Seria o conceito, ou a palavra família, que deveria ser repensada? Alas conservadoras ainda batem na tecla de uma ideia única e fechada, como se a geometria entre pai, mãe e filhos fosse uma espécie de fibonacci, que revelaria o sentido da vida. Uma falácia, principalmente quando se coloca na equação as variáveis de classe, raça e também gênero quando se pensa na ausência de uma das partes. Em A Família, filme do venezuelano Gustavo Rondón Córdova, esse conceito vai além das pessoas que habitam uma casa ou possuem relações consanguíneas. Aqui, a classe e a geografia em que estão inseridas ditam como essas pessoas irão se comportar, quem salvará quem, quais irão chorar e vingar a morte dos seus.

O cenário da periferia de Caracas, na Venezuela, não difere em nada com o das brasileiras. Meninos pré-adolescentes jogam bola na rua e todo tipo de xingamento é permissivo entre eles. Alusões sobre homossexualidade e virilidade são modos de instigar uns aos outros. A sexualidade dos garotos nem está à flor da pele, mas desde cedo eles aprendem que devem cumprir esse papel masculino. Os bailes com músicas que mencionam posições sexuais também falam por si só, nesse lugar tem-se muito pouco para se divertir e ir além do cotidiano pesado entre trabalho e sobrevivência.

Logo se destacam o pai – ausente, porque a precariedade do trabalho o faz acumular funções em subempregos pela cidade – e Andres, que aos 12 anos tenta sobreviver como pode nesse ambiente, vagando pelo lugar, fazendo bicos para adultos e arrumando brigas em becos. Praticamente não há diálogo entre os meninos, os resmungos e xingamentos os dividem em grupos de sobrevivência, você nunca sabe quem pode te apontar uma arma. Crescer nesse ambiente costuma ser instantâneo, e é justamente esse ritual entre o menino e o adulto que vai ser o ponto que desencadeia todo o desenvolvimento do longa.

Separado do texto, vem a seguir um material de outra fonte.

Issue #3971, opened 2018-07-29
Why is file size so big?


bcherny:
I'm using RxJS6 in [Undux](https://github.com/bcherny/undux), via [typed-rx-emitter](https://github.com/bcherny/typed-rx-emitter). I use it by importing `Observable`, and calling `Observable.create`. I don't use any other Rx methods.

Bundling Undux (+typed-rx-emitter, +rxjs) in as part of [undux-todomvc](https://github.com/bcherny/undux-todomvc/blob/master/dist/bundle.js), I see all sorts of things included in the bundle that I'm not using. Eg:

- CombineLatestOperator
- MergeMapOperator
- MapOperator
- RaceOperator
- ZipOperator
- AsyncSubject
- BehaviorSubject
- Subject
- ReplayEvent
- AsapScheduler
- VirtualTimeScheduler
- ForkJoinSubscriber
- ZipBufferIterator

All in all, that's ~80kb (unmangled). Even after running the code through Uglify's tree shaker, these are included. Are they core parts of `Rx.Observable.create`? Is there a way to remove them? Am I doing something wrong when bundling?

Repro:

Generated [bundle.js](https://github.com/bcherny/undux-todomvc/blob/5c92be22dfead43435f884a201f0c24002cbe1ff/dist/bundle.js) ([after Uglify](https://github.com/bcherny/undux-todomvc/blob/602fb5a48709f5e58df4dd70636da9cb651ccecc/dist/bundle.js))

Uglify options:

```
new UglifyJsPlugin({
  cache: true,
  parallel: true,
  sourceMap: true,
  uglifyOptions: {
    keep_classnames: true,
    keep_fnames: true,
    mangle: false
  }
})
```

kwonoj:
You are importing everything in rxjs surface api via https://github.com/bcherny/undux/blob/master/src/index.ts#L1, If codes are targeting v5 import each individual via corresponding subimport, if it's v6 follow guide for optimization. https://github.com/ReactiveX/rxjs/blob/master/doc/pipeable-operators.md#build-and-treeshaking

bcherny:
> You are importing everything in rxjs

No, I'm only importing the type. It's compiled away by TSC before it reaches Webpack. Confirmed by [avoiding the wildcard import](https://github.com/bcherny/undux/blob/ac434772d130ef422c7141fbe045c1f26a4250e2/src/index.ts).
> if it's v6 follow guide for optimization

[...]

PR #3974, opened 2018-07-29
fix(Observable): use more granular Observable exports in compat mode

bcherny:
**Description:** Use more granular exports in compat/Observable.ts to enable tree shaking optimization even if the consumer is compiling to CommonJS (instead of ES2015) modules.

**Related issue (if exists):** https://github.com/ReactiveX/rxjs/issues/3971

Importing `Observable` and calling `Observable.create`, with `"module": "commonjs"` vs `"module": "es2015"` in tsconfig.json:

### Before patch

| | `"module": "commonjs"` | `"module": "es2015"` |
|-|-|-|
| rxjs | 79.6 KiB | 14.7 KiB |
| rxjs-compat | 80 KiB | 80.1 KiB

### After patch

| | `"module": "commonjs"` | `"module": "es2015"` |
|-|-|-|
| rxjs | 79.6 KiB | 14.7 KiB |
| rxjs-compat | 18.6 KiB | 18.7 KiB

### DIFF
--- a/compat/Observable.ts
+++ b/compat/Observable.ts
@@ -1,1 +1,2 @@
-export {Observable, Subscribable, SubscribableOrPromise, ObservableInput} from 'rxjs';
+export {Observable} from 'rxjs/internal/Observable';
+export {Subscribable, SubscribableOrPromise, ObservableInput} from 'rxjs/internal/types';


benlesh:
Great find, @bcherny!

Issue #3969, opened 2018-07-28
Typings for find don't include undefined


cartant:
## Bug Report

**Current Behavior**

The [overload signatures for `find`](https://github.com/ReactiveX/rxjs/blob/6.2.2/src/internal/operators/find.ts#L6-L13) don't reflect the operator's behaviour.

The return types are `OperatorFunction<T, S>` and `MonoTypeOperatorFunction<T>`.

However, the operator will emit `undefined` if no match is found. See [this test](https://github.com/ReactiveX/rxjs/blob/6.2.2/spec/operators/find-spec.ts#L41-L50).

**Possible Solution**

The return types should be `OperatorFunction<T, S | undefined>` and `OperatorFunction<T, T | undefined>`.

Uma parte do público ria das rixas entre as crianças e os comentários eróticos que faziam com as garotas, mas boa parte das pessoas sentia a tensão em que as cenas eram propostas em tela. A tensão da violência e a instabilidade, com o que poderia vir a acontecer, são os elementos que ditam o tempo em A Família. Entre o reconhecimento de um pai, que olha para o filho de doze anos, já embrutecido pela situação das ausências supridas pela violência de onde vivem e um garoto, que por milissegundos, ainda age como um menino ingênuo, se constrói uma rota, ora de fuga, ora de encontros. A saga de pai e filho pela capital venezuelana pouco tem de heroica, no sentido clássico, é de mais de descoberta, como se percebessem finalmente estarem juntos.

A ausência das mulheres em A Família, apenas acenadas na figuras de pré-adolescentes sexualizadas ou de mães ausentes, além de outras poucas moldadas por sua classe, também denunciam esse universo onde uma aparente hipermasculinidade reina. A figura da mãe numa foto, que nunca olhamos de perto, não diz muito mas também não a julga. Como já dito, tudo e todos são muito efêmeros nesse ambiente urbano e precário de uma cidade da américa latina, não se percebe um apagamento das mulheres mas justamente um aceno à fragilidade desses homens, estimulados a lutarem até à morte num ambiente hostil e sem regras definidas.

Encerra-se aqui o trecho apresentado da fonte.